Evaluation of Tensile Properties of Hydrogen-Charged Zirconium Alloy Materials Based on Small Punch Test Technique

Zr-4 and other two new zirconium alloy materials were subjected to conventional tensile tests at room temperature and 315 degree celsius. The precipitation phase changes caused by composition differences were analyzed based on the calculation results. And the importance of precipitation strengthening mechanism was proposed for the performance improvement of zirconium alloys. The mechanical properties of zirconium alloy were tested for the first time by small punch test (SPT). The coefficient values related to the zirconium alloy material itself were determined in the empirical formula between the conventional tensile test and the small punch test results.

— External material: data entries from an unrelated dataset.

PR #58419, opened 2025-07-06
7zip: update to 2500

imjasonh:
https://github.com/wolfi-dev/os/pull/58418 updated its release-monitoring ID, which we expected to fail the update config check, but it failed for another reason -- because the 7zip source download was not found with the string `25.00`.

Instead, we want to use the new updated RM ID, but transform it so the version can be `2500` (to be > `2300`), and transform the RM metadata so that its `25.00` becomes `2500`, and potentially follows `2501` etc going forward.

### DIFF
--- a/7zip.yaml
+++ b/7zip.yaml
@@ -1,6 +1,6 @@
 package:
   name: 7zip
-  version: 2301
+  version: 25.00
   epoch: 3
   description: "File archiver with a high compression ratio"
   copyright:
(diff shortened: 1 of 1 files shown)


7zip.yaml
```diff
@@ -1,6 +1,6 @@
 package:
   name: 7zip
-  version: 2301
+  version: 25.00
   epoch: 3
```
ajayk:
```suggestion
  epoch: 0
```

ajayk (approved):

PR #58464, opened 2025-07-07
cerbos: package update

mcaveety:
Related: https://github.com/chainguard-images/images-private/pull/11088

Updates the package to include correct directories and adds `stat` utility (coreutils) as it is needed for the image level tests.


cerbos.yaml
```diff
@@ -1,11 +1,16 @@
...
-  epoch: 0
+  epoch: 1
   description: Cerbos is the open core, language-agnostic, scalable authorization solution that makes user permissions and authorization simple to implement and manage by writing context-aware access control policies for your application resources.
   copyright:
     - license: Apache-2.0
 
+environment:
+  contents:
+    packages:
+      - coreutils # Needed for image tests
```
AnmolVirdi: This will just add the package to the melange build environment and not as a runtime dependency package for cerbos. Adding coreutils are runtime dep in follow up comment
```suggestion
environment:
  contents:
    packages:
      - coreutils # Needed for image tests
```

cerbos.yaml
```diff
@@ -1,11 +1,16 @@
 package:
   name: cerbos
   version: "0.45.1"
-  epoch: 0
+  epoch: 1
   description: Cerbos is the open core, language-agnostic, scalable authorization solution that makes user permissions and authorization simple to implement and manage by writing context-aware access control policies for your application resources.
   copyright:
     - license: Apache-2.0
```
AnmolVirdi: Before adding this please make sure if this is a package runtime dependency or a dependency for entrypoint script or at image-level. In the second case, we will add this as runtime dependency in compat package level.
```suggestion
  dependencies:
    runtime:
      - coreutils

```

AnmolVirdi (changes requested):

cerbos.yaml
mcaveety: 🤦 thank you Anmol. I didn't realize the distinction there

cerbos.yaml
mcaveety: The cerbos utility requires stat  for its initialization, so I believe it would fall under the first category.

AnmolVirdi: I believe we need to dive deeper and analyse what's going on here:
https://github.com/chainguard-images/images-private/actions/runs/16059862985/job/45323624287?pr=11088#step:24:1061

If the `stat` binary or syscall were missing, you’d see an error more like `exec format error`, `command not found`, or `not implemented`. This log is probably due to a file.

mcaveety:
Closing for now since I have some more direction to move forward and will revisit later if necessary

PR #58478, opened 2025-07-07
add font pkgs

anushkamittal20:


font-stix-otf.yaml
```diff
@@ -0,0 +1,34 @@
...
+
+pipeline:
+  - uses: git-checkout
+    with:
+      repository: https://github.com/stipub/stixfonts
+      tag: v${{package.version}}
+      expected-commit: de537a95240e0105546bed58e15b4a61be28cd89
+
+  - runs: |
+      cd ./archive/STIXv1.1.0
```
Dentrax: Why we're building `1.1.0` but not the latest `2.0.2`?

Can we have a comment for it?

anushkamittal20: You are right, let me change that

anushkamittal20: I have removed it from here, pending more discussion

Dentrax (approved):

PR #58519, opened 2025-07-07
wolfi-baselayout: prefer /usr/bin to /usr/sbin in PATH

dannf:
/usr/bin is the canonical path now that we're usrmerged.

### DIFF
--- a/wolfi-baselayout.yaml
+++ b/wolfi-baselayout.yaml
@@ -13,6 +13,10 @@ package:
       - merged-bin
       - merged-usrsbin
       - merged-lib
+  checks:
+    disabled:
+      # fails "usrlocal" linter because it creates /usr/local/lib64
+      - usrmerge
 
 environment:
   contents:
--- a/wolfi-baselayout.yaml
+++ b/wolfi-baselayout.yaml
@@ -1,7 +1,7 @@
 package:
   name: wolfi-baselayout
   version: 20230201
-  epoch: 21
+  epoch: 22
   description: "baselayout data for Wolfi"
   copyright:
     - license: MIT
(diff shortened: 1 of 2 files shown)


sergiodj (dismissed):

dannf:
@zmarano @xnox It does seem odd to me that we're linking an `/usr/local` directory (`/usr/local/lib64`) to `/lib`.  Can you confirm that was intentional? I don't want to add this linter override if it is actually correct :)

xnox:
> @zmarano @xnox It does seem odd to me that we're linking an `/usr/local` directory (`/usr/local/lib64`) to `/lib`.  Can you confirm that was intentional? I don't want to add this linter override if it is actually correct :)

Before we started /usr/local/lib64 was a symlink to a real /usr/local/lib directory.
Both of those facts should still be true.

dannf:
> > @zmarano @xnox It does seem odd to me that we're linking an `/usr/local` directory (`/usr/local/lib64`) to `/lib`.  Can you confirm that was intentional? I don't want to add this linter override if it is actually correct :)
> 
> Before we started /usr/local/lib64 was a symlink to a real /usr/local/lib directory. Both of those facts should still be true.

Ah, so it is - I just parsed it wrong:
```
4d805745b6d0:/work/packages# readlink /usr/local/lib64
lib
```
thx!

zmarano:
> @zmarano @xnox It does seem odd to me that we're linking an `/usr/local` directory (`/usr/local/lib64`) to `/lib`. Can you confirm that was intentional? I don't want to add this linter override if it is actually correct :)

This is as @xnox suggested, where `/usr/local/lib64` is a symlink to `/usr/local/lib`  

`ln -sf lib ${{targets.destdir}}/usr/local/lib64` is creating the right target and resolves to the right place.

zmarano (approved):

The feasibility of the small punch test for the evaluation of the tensile properties of zirconium alloys was verified. Zr-4 and other two new zirconium alloys were hydrogen-charged at 400 degree celsius by gaseous hydrogen permeation, and their mechanical properties were tested by SPT. The results show that the hydrogen-charged Zr alloys have a special phenomenon of & horbar;platform region & Vert; in the plastic instability stage of the load-displacement curve. The morphological characteristics of hydrides were characterized by metallographic analysis and their contents were quantitatively estimated. It is speculated that the difference in the fracture toughness between hydrides and matrix, the special long chain configuration of the hydride phase and its strong orientation have an important correlation with this phenomenon.